How many lines in the material below contain the word "issues"? Write only the number.
___ Data for the task
Issue #906, opened 2020-04-12
Move maneuver computation to core


astrojuanlu:
Right now there is quite some logic in the `poliastro.maneuvers` module that could probably be moved to `poliastro.core.maneuvers`.

Syed-Osama-Hussain:
@astrojuanlu , any pointers to understand canonical units and to apply them?

priyanshurohilla:
> Right now there is quite some logic in the `poliastro.maneuvers` module that could probably be moved to `poliastro.core.maneuvers`.

@astrojuanlu We currently don't have any module called `poliastro.core.maneuvers'. Do you want me to make one or what shpuld be done. Can you please elaborate a bit

astrojuanlu:
Before tackling this, it would be better to add some extra tests for "3D maneuvers" https://github.com/poliastro/poliastro/issues/905

jorgepiloto:
After https://github.com/poliastro/validation/pull/20 has been merged, poliastro's 3D impulsive maneuvers are now validated against Orekit. Hence, this issue is no longer blocked.

I saw you append this issue to the `Use of canonical units` project board, @astrojuanlu. May people still address this?

astrojuanlu:
True @jorgepiloto ! Despite having this in the board, the issue is no longer blocked.

xlxs4:
Would you guys think this could be a ![](https://img.shields.io/github/labels/poliastro/poliastro/good%20first%20issue)? If so, any pointers?

Yash-10:
I think the functions having numerically intensive calculations (for eg: in `hohmann`, `bielliptic`, `lambert`, and `correct_pericenter`) can be better implemented in the core module and also potentially `@njit`-ing those to speed up the calculations. 

Once we do that, the corresponding high-level API can be configured to use the core implementations.

Please correct me if I am wrong in interpreting anywhere.

Thanks!!

astrojuanlu:
@xlxs4 Hmmm not sure, it might be a bit delicate to get right. I prefer to have more experienced contributors tackle this.

@Yash-10 your assessment is correct!

astrojuanlu:
Closed in #1136!

PR #1136, opened 2021-03-25
Moving maneuver computation to core

Yash-10:
For #906.

@astrojuanlu I have transferred some maneuver computations to `core`. I have a question:

Would it be a better option to use `@jitclass` on `Maneuver` rather than `jit`-ting it's individual functions?

This is because some member methods of `Maneuver` need `self` as an argument, so implementing the jitted version in `core` probably cannot be done.

Could you let me know what do you think?

(The `lambert` method is not jitted in the implementation because it predominantly uses a jitted core method already.)

Thanks!!

### DIFF
--- a/src/poliastro/core/maneuver.py
+++ b/src/poliastro/core/maneuver.py
@@ -1,0 +1,195 @@
+""" Low level manuever implementations """
+
+import numpy as np
+from numba import njit as jit
+from numpy import cross
+from numpy.linalg import norm
+
+from poliastro.core.elements import coe_rotation_matrix, rv2coe, rv_pqw
+
+
+@jit
+def hohmann(k, rv, r_f):
+    r"""Calculate the Hohmann maneuver velocities and the duration of the maneuver.
+
+    By defining the relationship between orbit radius:
+
+    .. math::
+        a_{trans} = \frac{r_{i} + r_{f}}{2}
+
+    The Hohmann maneuver velocities can be expressed as:
+
+    .. math::
+        \begin{align}
+            \Delta v_{a} &= \sqrt{\frac{2\mu}{r_{i}} - \frac{\mu}{a_{trans}}} - v_{i}\\
+            \Delta v_{b} &= \sqrt{\frac{\mu}{r_{f}}} - \sqrt{\frac{2\mu}{r_{f}} - \frac{\mu}{a_{trans}}}
+        \end{align}
+
+    The time that takes to complete the maneuver can be computed as:
+
+    .. math::
+        \tau_{trans} = \pi \sqrt{\frac{(a_{trans})^{3}}{\mu}}
+
+    Parameters
+    ----------
+    k : float
+        Standard Gravitational parameter
+    rv: ~np.array, ~np.array
+        Position and velocity vectors
+    r_f: float
+        Final altitude of the orbit
+
+    """
+    _, ecc, inc, raan, argp, nu = rv2coe(k, *rv)
+    h_i = norm(cross(*rv))
+    p_i = h_i ** 2 / k
+
+    r_i, v_i = rv_pqw(k, p_i, ecc, nu)
+
+    r_i = norm(r_i)
+    v_i = norm(v_i)
+    a_trans = (r_i + r_f) / 2
+
+    dv_a = np.sqrt(2 * k / r_i - k / a_trans) - v_i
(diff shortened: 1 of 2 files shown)


src/poliastro/core/maneuver.py
```diff
@@ -0,0 +1,85 @@
...
+import numpy as np
+from numba import njit as jit
+from numpy import cross
+from numpy.linalg import norm
+
+from poliastro.core.elements import coe_rotation_matrix, rv_pqw
+
+
+@jit
+def hohmann(k, r_i, r_f, v_i, inc, raan, argp, nu, ecc):
```
jorgepiloto, line 12: Let us add also the corresponding docstrings to these functions. Remember that now some of the parameters are no longer `astropy.Quantities` but pure Python types like `float`.

jorgepiloto, line 12: I think we could just pass the following parameters:

`hohmann(k, rv, r_f)`

This simplifies the hihg-level API even more and ensures all computations are carried out inside de jitted functions.

src/poliastro/core/maneuver.py
```diff
@@ -0,0 +1,85 @@
...
+    dv_a = rot_matrix @ dv_a
+    dv_b = rot_matrix @ dv_b
+
+    t_trans = np.pi * np.sqrt(a_trans ** 3 / k)
+
+    return dv_a, dv_b, t_trans
+
+
+@jit
+def bielliptic(k, r_b, r_i, r_f, v_i, inc, raan, argp, nu, ecc):
```
jorgepiloto, line 39: The same applies for this second maneuver type.

jorgepiloto (changes requested):
Thanks for addressing this @Yash-10. I left some requested changes about the implementation 🚀

Yash-10:
Hello @jorgepiloto thanks you so much for your inputs. I have attempted to fix them as you have directed. Can you please have a look?

Moreover, according to me, the `lambert` method need not be jitted since it already computes the solutions using a jitted function. Could you also confirm this?

Thanks!

src/poliastro/maneuver.py
```diff
@@ -202,52 +133,29 @@ def bielliptic(cls, orbit_i, r_b, r_f):
...
-
-        # Bielliptic is defined always from the PQW frame, since it is the
-        # natural plane of the orbit
-        r_i, v_i = rv_pqw(
-            k.to(u.m ** 3 / u.s ** 2).value,
-            p_i.to(u.m).value,
-            orbit_i.ecc.value,
-            orbit_i.nu.to(u.rad).value,
-        )
+        _, ecc, inc, raan, argp, nu = orbit_i.classical()
```
astrojuanlu, line 137: Where are the rest of the variables used? Can't see it after a quick pass

Yash-10: So sorry for that @astrojuanlu and thanks for pointing out. I have changed it! They shouldn't be there since those variables are already created in `core`.

Thanks

Yash-10:
I also see some weird docs error. Investigating the cause...

Yash-10:
After searching online. I think it's because of `docutils`. The latest version of `docutils` (0.17) was released about 6hrs ago. As per sphinx-doc/sphinx/issues/9049, it seems using `docutils==0.16` can solve it.

So it seems that it is not related to this PR and can be ignored?

astrojuanlu:
Thanks @Yash-10 ! I subscribed to https://github.com/sphinx-doc/sphinx/issues/9049, let's see how that goes.

Could you please rebase on top of current `main` and force push?

Yash-10:
It seems there was a timeout error while installing packages....again doesn't seem to be related to this PR.

Is it required to trigger the tests again for a sanity check?

astrojuanlu:
> Is it required to trigger the tests again for a sanity check?

It should be enough to rebase and force push 😉

Yash-10:
Done!

astrojuanlu:
Not yet, it seems!

Screenshot_2021-04-03 Moving maneuver computation to core by Yash-10 · Pull Request #1136 · poliastro poliastro

Yash-10:
Oh, I think now it's done!

Yash-10:
The errors seem to be unrelated to this PR.

astrojuanlu (approved):
Finally! 🚀

astrojuanlu:
Thanks a lot @Yash-10 ! Great to have this in 💪🏽

PR #1137, opened 2021-03-26
Reduce warnings

ishanSrt:
This handles all warnings, the coverage decreases for deprecated functions `Orbit.from_body_ephem()` and `Orbit.pqm()`

### DIFF
--- a/setup.cfg
+++ b/setup.cfg
@@ -18,6 +18,10 @@ markers =
     remote_data
     filterwarnings
     mpl_image_compare
+filterwarnings =
+    # This Deprecation warning is not present in numba 0.53.0
+    # and should be removed when the dependency version is upgraded
+    ignore:`np\.long` is a deprecated alias for `np\.compat\.long`:DeprecationWarning
 
 [flake8]
 ignore = E203, E266, E501, W503
--- a/tests/tests_plotting/test_misc.py
+++ b/tests/tests_plotting/test_misc.py
@@ -5,11 +5,19 @@ from poliastro.plotting import OrbitPlotter2D, OrbitPlotter3D
 from poliastro.plotting.misc import plot_solar_system
 
 
+@pytest.mark.filterwarnings(
+    'ignore:ERFA function "epv00" yielded.*of "'
+    'warning. date outsidethe range 1900-2100 AD"'
+)
 @pytest.mark.parametrize("outer,expected", [(True, 8), (False, 4)])
 def test_plot_solar_system_has_expected_number_of_orbits(outer, expected):
     assert len(plot_solar_system(outer).trajectories) == expected
 
 
+@pytest.mark.filterwarnings(
+    'ignore:ERFA function "epv00" yielded.*of "'
+    'warning. date outsidethe range 1900-2100 AD"'
+)
 @pytest.mark.parametrize(
     "use_3d, plotter_class", [(True, OrbitPlotter3D), (False, OrbitPlotter2D)]
 )
@@ -24,6 +32,10 @@ def test_plot_inner_solar_system_static(earth_perihelion):
     return plt.gcf()
 
 
+@pytest.mark.filterwarnings(
+    'ignore:ERFA function "epv00" yielded.*of "'
+    'warning. date outsidethe range 1900-2100 AD"'
+)
 @pytest.mark.mpl_image_compare
 def test_plot_outer_solar_system_static(earth_perihelion):
     plot_solar_system(outer=True, epoch=earth_perihelion)
--- a/tests/tests_twobody/test_orbit.py
+++ b/tests/tests_twobody/test_orbit.py
@@ -231,17 +231,6 @@ def test_parabolic_has_zero_energy():
     assert_allclose(ss.energy.value, 0.0, atol=1e-16)
 
 
-def test_pqw_for_circular_equatorial_orbit():
-    ss = Orbit.circular(Earth, 600 * u.km)
-    expected_p = [1, 0, 0] * u.one
-    expected_q = [0, 1, 0] * u.one
-    expected_w = [0, 0, 1] * u.one
-    p, q, w = ss.pqw()
-    assert_allclose(p, expected_p)
-    assert_allclose(q, expected_q)
-    assert_allclose(w, expected_w)
-
-
 @pytest.mark.parametrize(
     "attractor,alt,argp,expected_argp,expected_inc",
     [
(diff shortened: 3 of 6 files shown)


ishanSrt:
Closes #1074 
@astrojuanlu please review

DhruvSondhi:
I just wanted to ask that why are we filtering the warning? Instead can't we have the fix for these?

ishanSrt:
> I just wanted to ask that why are we filtering the warning? Instead can't we have the fix for these?
> Another thing, why were some tests removed? I would suggest that instead of removing them we find a way around these warnings so as to maintain the functionality & reduce the warnings ... Warnings are not a problem but Errors are :)

@DhruvSondhi The warnings that could be fixed are fixed for eg. in https://github.com/poliastro/poliastro/pull/1137/commits/8010a19be3fd330e38d48f0f2bd329ebcf393461
Other warnings couldn't be fixed for eg. complains about the dates not being withing 1900-2100AD when the code in upstream repositories requires negative date values eg. `erfa.epv00()` https://github.com/poliastro/poliastro/pull/1137/commits/c145603a765df864c2631a81d30f91f090884dfb

ishanSrt:
@DhruvSondhi tests are removed for deprecated functions, which throw a deprecated function warning. Please go through the commits carefully.

DhruvSondhi:
Sure, didn't see them in the first place ... _Filter warnings_ were also proposed by me in #1074 {check discussion}

setup.cfg
```diff
@@ -18,6 +18,10 @@ markers =
     remote_data
     filterwarnings
     mpl_image_compare
+filterwarnings =
+    # This Deprecation warning is not present in numba 0.53.0
+    # and should be removed when the dependency version is upgraded
+    ignore:`np\.long` is a deprecated alias for `np\.compat\.long`:DeprecationWarning
```
astrojuanlu, line 24: Where does this warning come from? If it's not from poliastro, let's remove this

tests/tests_plotting/test_misc.py
```diff
@@ -5,11 +5,19 @@
 from poliastro.plotting.misc import plot_solar_system
 
 
+@pytest.mark.filterwarnings(
```
astrojuanlu, line 8: Instead, let's use a date in the test that doesn't yield this warning. Is this possible?

tests/tests_plotting/test_misc.py
```diff
@@ -5,11 +5,19 @@
...
+    'ignore:ERFA function "epv00" yielded.*of "'
+    'warning. date outsidethe range 1900-2100 AD"'
+)
 @pytest.mark.parametrize("outer,expected", [(True, 8), (False, 4)])
 def test_plot_solar_system_has_expected_number_of_orbits(outer, expected):
     assert len(plot_solar_system(outer).trajectories) == expected
 
 
+@pytest.mark.filterwarnings(
```
astrojuanlu, line 17: See above,

tests/tests_plotting/test_misc.py
```diff
@@ -24,6 +32,10 @@ def test_plot_inner_solar_system_static(earth_perihelion):
     return plt.gcf()
 
 
+@pytest.mark.filterwarnings(
```
astrojuanlu, line 35: See above

tests/tests_twobody/test_orbit.py
```diff
@@ -615,27 +604,6 @@ def test_from_horizons_raise_valueerror():
     )
 
 
-@pytest.mark.remote_data
-def test_orbit_from_horizons_has_expected_elements():
```
astrojuanlu, line 619: Is this already covered by an equivalent `Ephem.from_horizons` test?

tests/tests_twobody/test_propagation.py
```diff
@@ -335,6 +335,12 @@ def test_propagate_to_date_has_proper_epoch():
     assert (ss1.epoch - final_epoch).sec == approx(0.0, abs=1e-6)
 
 
+@pytest.mark.filterwarnings(
```
astrojuanlu, line 338: See my other comments

astrojuanlu (changes requested):
This requires still some work, but it looks good!

tests/tests_plotting/test_misc.py
ishanSrt: @astrojuanlu these warnings can't be removed as they originate upstream in astropy using erfa module where https://pyerfa.readthedocs.io/en/latest/api/erfa.epv00.html can even use negative value of dates.

tests/tests_twobody/test_propagation.py
ishanSrt: @astrojuanlu again these ERFA warnings are generating upstream in astropy

setup.cfg
ishanSrt: @astrojuanlu we can update the numba dependency version. I have confirmed that it doesn't exist in 0.53.0. I can't say the same for the versions between 0.53.0rc1 and 0.53.0 but can check in which version is this warning removed.

tests/tests_twobody/test_orbit.py
ishanSrt: @astrojuanlu removing this test was only decreasing coverage for `Orbit.pqw()` function which is deprecated and was throwing a deprecated function warning, I haven't checked exactly what this test is doing with `Ephem.from_horizons` but can check and confirm whether this is essential and get back to you on this.

setup.cfg
astrojuanlu: In any case, we should not filter this warning, as it's not ours.

tests/tests_plotting/test_misc.py
astrojuanlu: I suspect that `plot_solar_system` is causing this. Some planets might have a period larger than 90 years, therefore more time is needed to compute a full revolution.

tests/tests_twobody/test_propagation.py
astrojuanlu: Yes, ERFA warnings are generated by Astropy, but it's probably our fault. See my comment above.

tests/tests_twobody/test_orbit.py
astrojuanlu: We should consider replacing it by something similar that checks whether `Ephem.from_horizons` for a particular body has the expected data. Kind of like an integration test.

But we might already have those. No need to repeat them.

astrojuanlu:
There were some outstanding review comments that were unaddressed, so I think it's better that we close this and start from scratch at some other time. Thanks @ishanSrt !

PR #1171, opened 2021-04-12
Removed Redundant `precommit.sh` in `bin/` directory

DhruvSondhi:
Hello, 
This PR aims to remove the redundant `precommit.sh` script from the `bin/` directory.
The functionality is already present in the current `tox` automation :)
Thanks :)

### DIFF
--- a/bin/pre_commit.sh
+++ b/bin/pre_commit.sh
@@ -1,5 +1,0 @@
-#!/usr/bin/bash
-
-pep8 .
-pytest --cov-report term-missing --cov . src/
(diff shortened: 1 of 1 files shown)


DhruvSondhi:
Hello @astrojuanlu, Shall I fix the issue with the example as pointed out through [here](https://github.com/poliastro/poliastro/blob/48bf2c6b64f3d35b005d0a60abe8bcd483adbced/src/poliastro/twobody/orbit.py#L428-L432)? or else we could keep this PR only for removing the script 🤔

astrojuanlu:
Merging directly, thanks!

PR #1173, opened 2021-04-13
Moving computations of `spheroid_location` to core

Yash-10:
This implementation attempts to move computations in `spheroid_location.py`.

**Points**

1. Earlier, the `distance` function only returned the value without units even if the inputs are astropy quantities. Since it would be better to get the units as well, the current implementation returns them with units.
2. Tests for checking the execution of `f`, `radius_of_curvature`, and `distance` are added.
3. Two methods are not jitted since they give slight numerical inaccuracies while testing. Probably could be an investigation point. As a result, they are kept unjitted.

Thanks!!

### DIFF
--- a/src/poliastro/core/spheroid_location.py
+++ b/src/poliastro/core/spheroid_location.py
@@ -1,4 +1,4 @@
-""" Low level calculations for spheroid locations """
+""" Low level calculations for oblate spheroid locations """
 
 import numpy as np
 from numba import njit as jit
--- a/src/poliastro/core/spheroid_location.py
+++ b/src/poliastro/core/spheroid_location.py
@@ -1,0 +1,185 @@
+""" Low level calculations for spheroid locations """
+
+import numpy as np
+from numba import njit as jit
+
+
+def cartesian_cords(_a, _c, _lon, _lat, _h):
+    """Calculates cartesian coordinates.
+
+    Parameters
+    ----------
+    _a: ~astropy.units.quantity.Quantity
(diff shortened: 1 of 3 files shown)


Yash-10:
**Question**

According to the docstring in current `main`, the `SpheroidLocation` class handles any arbitrary ellipsoid. But taking a look at how `_a`, `_b`, `_c` are initialized [here](https://github.com/poliastro/poliastro/blob/main/src/poliastro/spheroid_location.py#L28-L30), it seems that the `SpheroidLocation` class only focuses on oblate spheroids and hence is a good choice for astronomical bodies of oblate shape, for example the Earth but not a good choice for Moon, for example. Moreover, the tests only use `Earth` as the attractor.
______
Written reply
3